### Task brief
Write out the entries below exactly. End with the line that contains "PR #60, opened 2021-04-14".

■ ■ ■ ■ ■

PR #57, opened 2021-03-17
fix typo for JWT

ritou:
s/JTW/JWT/

For IPR issue, please set "Mark as non-substantive".


samuelgoto:
`
For IPR issue, please set "Mark as non-substantive".
`

That seems right, but I've never done this before. Can you point me how to accomplish that?

kenrb:
If you click on the IPR error there is a button to mark the PR as non-substantive.

PR #60, opened 2021-04-14
Update mediated API example to match latest iteration

majido:


samuelgoto:
Thanks for the clarification!

PR #93, opened 2021-10-14
[spec] Move spec into spec/ folder.

dj2:
This PR moves the spec file into a spec/ folder. A simple Makefile is
added into spec/ and a top level compile.sh script is added. The
spec is copied into the docs/ folder currently after being built.

The spec is updated to directly include the referenced svg/ images
and the paths are updated to point to `../src/static` as needed.


spec/Makefile
```diff
@@ -0,0 +1,5 @@
+all: index.html
+
+index.html: Makefile index.bs
+	bikeshed --die-on=fatal --allow-nonlocal-files spec index.bs
+	cp index.html ../docs
```
samuelgoto, line 5: Should this be a "mv" instead so that "git status" doesn't show a new file?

■ ■ ■ ■ ■

### Response to the exercise
PR #57, opened 2021-03-17
fix typo for JWT

ritou:
s/JTW/JWT/

For IPR issue, please set "Mark as non-substantive".


samuelgoto:
`
For IPR issue, please set "Mark as non-substantive".
`

That seems right, but I've never done this before. Can you point me how to accomplish that?

kenrb:
If you click on the IPR error there is a button to mark the PR as non-substantive.

PR #60, opened 2021-04-14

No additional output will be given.